Железный аргумент оказался. Стрелка на весах сомнений Косолапова мгновенно склонилась не деление «Еду!». На несколько секунд он завис, оценивая перспективу, потом, встряхнув головой как собака, которой в уши попала вода, он резво покинул нас, сославшись на необходимость готовиться в дорогу.
Остаток дня, я всё же провёл с конём. Без фанатизма, правда. А на следующее утро двор стронулся из Москвы в Питер. Машка так и не вернулась…
Глава 9
Дорога до северной столицы получилась унылой. Природа раздождилась вовсю. Мелкая морось сменялась грозовыми ливнями, звонко молотившими миллионом молоточков по сочной листве. Даже в те редкие мгновенья, когда переставало лить с неба, влажность не уменьшалась ни на каплю. Нагретая земля парила, отдавая воду, щедро пролитую небесами. Низины вскипали зыбким маревом тумана, редкие возвышенности обдувались ветрами, но не просыхали ни на минуту. Копыта и колёса замешивали жидкую грязь, щедро разбавляемую матерком возниц и прислуги. И только поздними вечерами, как в насмешку над путешественниками, на небе развиднялось, и иногда даже уходящее солнце дразнило оранжевыми закатными лучами, чтобы уступить место на небосклоне далёким мерцающим созвездиям. А с утра всё начиналось заново.
Мой запал на верховое путешествие был очень быстро погашен хлябями небесными, так что я всё чаще гостил в карете императрицы, которая больше напоминала дом на колёсах: с комнатушками, печкой, столовой. Благо не гнали. Видимо интерес к моему обществу не пропал. Да и не приходилось голову ломать – на кого оставить Аурума. Для этого были специально обученные люди. Вот только конь, чувствуя, что я в очередной раз собрался в тепло и сухость, укоризненно смотрел на хозяина-изменника. Ну, ничего. Каждый раз возвращаясь, я задабривал его чем-нибудь вкусненьким.

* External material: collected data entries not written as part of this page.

Issue #4088, opened 2023-02-26
p2p: drop misbehaving peer


countvonzero:
## Description

when the node receives a invalid message via gossip or sync, the node should drop the peer

specific to sync, we also need to identity when a peer failed to deliver content for hash that it claimed to have.

related to #3551

dshulyak:
#### invalid messages (or any violation of the protocol rules)
any syntactically invalid message can't be sent by mistake. they are also may not be cheap
to download or verify. therefore we want to drop peer immediately. and schedule peer for blacklisting by ip address. blacklisting it immediately is unnecessary risk for network health, as we will do it by ip address it may blacklist other nodes as well.

we can make a threshold such as 5  syntactically invalid messages result in blacklisting peer for 30 minutes.

#### contextually invalid messages
if peer sends contextually invalid message (such as atx equivocation) it can't be disqualified immediately, as it may not know that the identity equivocated. we don't have strict rules in the implementation to know when peer actually misbehaves. when we will add them handler should report rejection.

#### wasting bandwidth (duplicates, overflowing limits)
libp2p gossipsub provides several configuration parameters to set expectations on message limits. peer will be throttled by dropping published messages, it may potentially waste bandwidth. we need to evaluate such ddos separately, as right now we probably have easier means to make node unusable. 

so for mid-term we should setup provided options to penalize peers that overuse limits or send already known messages.

#### integration
both gossipsub and sync should use decorator, that drops a peer on reject and calls book.Penalize(id, ip).
on book.Penalize track penalty per ip, once penalty grows to blacklist threshold - ip is blacklisted for some delay. penalty for the duration of several layers should be sufficient to prevent ddos.

book should not add or share addresses of the peers that are currently blacklisted. 

libp2p needs to reject connections from blacklisted peers, this is to be implemented by implemeting ConnGater interface. that is configured for libp2p.Host.

book must maintain time based cache for blacklisted peers that expires periodically. for simplicity we can run goroutine in background that expires ips periodically. number of blacklisted ips should be limited to some reasonable number, taking into account memory requirement. it is also not necessary to persist them.

countvonzero:
> blacklisting it immediately is unnecessary risk for network health, as we will do it by ip address it may blacklist other nodes as well.

would like to learn in what scenario would blocking one IP address also blacklist other nodes.

piersy:
> would like to learn in what scenario would blocking one IP address also blacklist other nodes.

[...]

PR #4374, opened 2023-05-10
[Merged by Bors] - Drop p2p connections on ValidationReject

piersy:
## Motivation
We don't want to stay connected to peers that we know are exhibiting invalid behaviour.
This is a step towards completing #4088

## Changes
Change the signature of `pubsub.GossipHandler` to return an error instead of a `pubsub.ValidationResult` this makes the interface used by both sync handlers and pubsub handlers consistent, which allows for the use of a single decorator that will drop a peer if the handler returns a specific error. The decorator (`pubsub.DropPeerOnError`) is applied to all pubsub handlers and sync handlers.

Added a test to verify disconnection on pubsub handlers, to support this I exposed the `p2p.Host` from `node.App`

## Test Plan
The test shows that this is working. A test or tests to verify this behaviour for sync handlers has yet to be added

## DevOps Notes


p2p/pubsub/wrapper.go
```diff
@@ -34,6 +36,19 @@ func (ps *PubSub) Register(topic string, handler GossipHandler) {
 		rst := handler(log.WithNewRequestID(ctx), pid, msg.Data)
 		metrics.ProcessedMessagesDuration.WithLabelValues(topic, castResult(rst)).
 			Observe(float64(time.Since(start)))
+		if rst == ValidationReject {
+			// We want to disconnect the peer and also penalize it which could result in it being blacklisted.
+
+			// Ok we close the peer here but the deadpeerhandler may try a redial if the state of the conn is connected
+			err := ps.host.Network().ClosePeer(pid)
+			if err != nil {
+				ps.logger.With().Error("failed to close peer",
```
dshulyak: this should be Debug. for information maybe it makes sense to add a counter how many peers are disconnected

but also this approach is not sufficient, as mentioned we need to drop peer also when it gives bad message over sync. thats why i suggested to decorate handlers

dshulyak (changes requested):

p2p/pubsub/wrapper.go
piersy: After discussion regarding how to handle bad sync messages, it was decided that handlers should return errors as opposed to validation results and then both sync and pubsusb handlers can share a single wrapper that handles peer dropping.

piersy: @dshulyak I've made the changes we discussed, please take a look.

p2p/pubsub/pubsub.go
```diff
@@ -139,15 +141,40 @@ const (
 	ValidationReject = pubsub.ValidationReject
 )
```
dshulyak: i think we should remove all aliases above

p2p/pubsub/pubsub.go
```diff
@@ -139,15 +141,40 @@ const (
...
+	}
+}
+
+// DropPeerOnError wraps a gossip handler to provide a handler that drops a
+// peer if the wrapped handler returns an error that is the targetErr.
+func DropPeerOnError(handler GossipHandler, h host.Host, logger log.Log, targetErr error) GossipHandler {
+	return func(ctx context.Context, peer peer.ID, data []byte) error {
+		err := handler(ctx, peer, data)
+		if errors.Is(err, targetErr) {
+			// We want to disconnect the peer and also penalize it which could result in it being blacklisted.
```
dshulyak: imo this comment is not that useful

p2p/pubsub/pubsub.go
```diff
@@ -139,15 +141,40 @@ const (
...
+			err := h.Network().ClosePeer(peer)
+			if err != nil {
+				logger.With().Debug("failed to close peer",
+					log.String("peer", peer.ShortString()),
+					log.Err(err),
+				)
```
dshulyak, line 160: we should also track how many peers we are dropping. maybe just a prometheus counter here

p2p/pubsub/pubsub.go
```diff
@@ -139,15 +141,40 @@ const (
 	ValidationReject = pubsub.ValidationReject
 )
 
+// ValidationRejectErr is returned by a GossipHandler to indicate that the
+// pubsub validation result is ValidationReject. ValidationAccept is indicated
+// by a nil error and ValidationIgnore is indicated by any error that is not a
+// ValidationRejectErr.
+var ValidationRejectErr = errors.New("validation reject")
```
dshulyak: as linter said this should be ErrValidationReject, maybe ErrReject

p2p/bad_peer_test.go
```diff
@@ -0,0 +1,154 @@
...
+	require.NoError(t, err)
+	t.Cleanup(func() {
+		app1.Cleanup(ctx)
+		app2.Cleanup(ctx)
+	})
+	g := errgroup.Group{}
+	g.Go(func() error {
+		return app1.Start(ctx)
+	})
+	<-app1.Started()
```
dshulyak: would be better if this couldn't get stuck for whole test timeout if app can't start

p2p/bad_peer_test.go
```diff
@@ -0,0 +1,154 @@
...
+	"github.com/libp2p/go-libp2p/core/network"
+	"github.com/libp2p/go-libp2p/core/peer"
+	"github.com/libp2p/go-libp2p/core/protocol"
+	varint "github.com/multiformats/go-varint"
+	"github.com/stretchr/testify/require"
+	"go.uber.org/zap"
+	"go.uber.org/zap/zapcore"
+	"golang.org/x/sync/errgroup"
+
+	"github.com/spacemeshos/go-spacemesh/cmd/node"
```
dshulyak: i don't think that we should import node here. is it possible to write a test without a node, or otherwise add this test to a node module

cmd/node/node.go
```diff
@@ -749,19 +749,28 @@ func (app *App) initServices(
 		app.hare,
 		app.edVerifier,
 	)
-	fetcher.SetValidators(atxHandler, poetDb, proposalListener, blockHandler, proposalListener, app.txHandler, malfeasanceHandler)
+	fetcher.SetValidators(
+		fetch.ValidatorFunc(pubsub.DropPeerOnError(atxHandler.HandleAtxData, app.host, lg, pubsub.ValidationRejectErr)),
```
dshulyak: can we maybe do DropPeerOnReject (as a wrapper around DropPeerOnError, if you want to keep that)?

blocks/handler.go
```diff
@@ -9,13 +9,14 @@ import (
...
 	"github.com/spacemeshos/go-spacemesh/p2p"
+	"github.com/spacemeshos/go-spacemesh/p2p/pubsub"
 	"github.com/spacemeshos/go-spacemesh/sql"
 	"github.com/spacemeshos/go-spacemesh/sql/blocks"
 	"github.com/spacemeshos/go-spacemesh/system"
 )
 
 var (
-	errMalformedData  = errors.New("malformed data")
+	errMalformedData  = fmt.Errorf("malformed data: %w", pubsub.ValidationRejectErr)
```
dshulyak: does it make more sense to have message like: "reject: some reason", so the template in this case "%w: malformed data"?

p2p/bad_peer_test.go
dshulyak: it is also better to use mocknet from libp2p. tcp stack was very flaky on ci runners in the past

cmd/node/node.go
piersy: I thought it could be useful to make it more general, but If you don't think so I'll just make it `DropPeerOnValidationReject` and hardcode the error.

blocks/handler.go
piersy: Yes it does, thanks!

p2p/pubsub/pubsub.go
piersy: Do you know the reason for adding them in the first place, they seemed kind of unnecessary to me?

cmd/node/node.go
dshulyak: i meant that you can keep both of them, but define "shortcut" for Reject, because it is used everywhere

p2p/pubsub/pubsub.go
dshulyak: i defined aliases so that libp2p is not imported directly across project codebase, it is easier to prevent misuse this way

p2p/bad_peer_test.go
piersy: We can add it to the node module, but what is the problem you see with importing node here?

p2p/bad_peer_test.go
piersy: Some of the configuration is done in node, so to test that we need to use node. I think it's nice also to know that the peer dropping is actually working in an approximately real system as opposed to a much more contained test that would involve the mocknet.

I'm interested to know more about the flaky tcp stack, I've never heard of a tcp stack being flaky?

dshulyak: it is environment issue, i am pretty sure that you will see it again with this test

p2p/bad_peer_test.go
dshulyak: ~you will see a cycle if you want to import this module in the tests for node~ test in *_test.go, but i still prefer to avoid node imports here.

and even conceptually, there should be a hierarchy of imports in the project. higher level things (as node) should not be imported by lower level things (such as encoding, p2p, database)

i think it will also lead to failures in p2p module, because of some changes in node. in my opinion thats a mess

piersy: With regards to the hierarchy totally agree with respect to production code. But for tests I think this can be a good approach.

Consider a situation where you want to test an API and you wan't to test it with the full stack active, I.E not mocking out any stuff so having a full node running. You could put these tests in node, but does it really make sense to put the tests in node when they are testing an API that is defined in a different package? If you do that for all the APIs the node package will end up with a lot of tests that don't really have anything to do with node. Structurally there is no problem with importing node in test packages because you can't depend on a test package.

> i think it will also lead to failures in p2p module, because of some changes in node. in my opinion thats a mess

I don't see this as a problem, if node is not supporting correct functioning of the API then that's a real problem. For example if the API is not registered in node then it's not going to work, that is something we want to know about.

p2p/bad_peer_test.go
piersy: >it is environment issue, i am pretty sure that you will see it again with this test

Maybe this has been resolved? I've managed to run this test 23000 times on CI without a single failure.

cmd/node/node.go
piersy: I din't feel like keeping the original implementation and the shortcut, it's easy enough to split out if we need to.  Having both added an extra layer of indirection that I felt was not necessary.

I would have been happy just with the more general version though, IMO the shortcut doesn't provide enough value to justify it's use over the more general version.

EG.

```
pubsub.DropPeerOnError(atxHandler.HandleAtxData, app.host, lg, pubsub.ValidationRejectErr)
```
VS
```
pubsub.DropPeerOnValidationRejectError(atxHandler.HandleAtxData, app.host, lg)
```

But I don't feel that strongly about this.

p2p/bad_peer_test.go
piersy: I've moved the test to the node package.

dshulyak (approved):

dshulyak:
there is this failure

piersy:
bors merge

dshulyak (commented):
```
diff --git a/cmd/node/node.go b/cmd/node/node.go
index 318d1542d..733b5ef58 100644
--- a/cmd/node/node.go
+++ b/cmd/node/node.go
@@ -763,7 +763,7 @@ func (app *App) initServices(
        fetcher.SetValidators(
                fetch.ValidatorFunc(pubsub.DropPeerOnValidationReject(atxHandler.HandleAtxData, app.host, lg)),
                fetch.ValidatorFunc(pubsub.DropPeerOnValidationReject(poetDb.ValidateAndStoreMsg, app.host, lg)),
-               fetch.ValidatorFunc(pubsub.DropPeerOnValidationReject(proposalListener.HandleSyncedProposal, app.host, lg)),
+               fetch.ValidatorFunc(pubsub.DropPeerOnValidationReject(proposalListener.HandleSyncedBallot, app.host, lg)),
```

there was a typo

piersy:
bors merge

В последний перегон всё изменилось. Уже с утра небо, хоть и затянутое тучами, не проронило ни единой слезинки. Постепенно разгулявшийся ветер принёс запахи большой воды, к которой мы приближались с каждой верстой, и разогнал тучи. Как раз в тот момент, как мы пересекли городскую границу, небо очистилось полностью, и умытый дождями Питер засиял в ярком солнце, встречая царский поезд. Если Калуга узнавалась с большим трудом, Москва – более-менее, и то, за счёт Кремля, то Петербург, естественно, его центрально-историческая часть как будто перенёсся из моего времени. Хотя, нет, не перенёсся. Просто на фоне других виденных мной городов, этот выглядел моложе, что ли. И не мудрено – ещё живы были люди, которые помнили, как на здешних болотах квакали лягушки, а никаких домов и в помине не было. И я вдруг понял: именно сейчас было то, настоящее, часть из которого сохранится до моего времени. Внезапно накатила ностальгия щемящей волной, вышибающей слёзы, которые я смахивал украдкой, пока мы лихо грохотали по Невской першпективе.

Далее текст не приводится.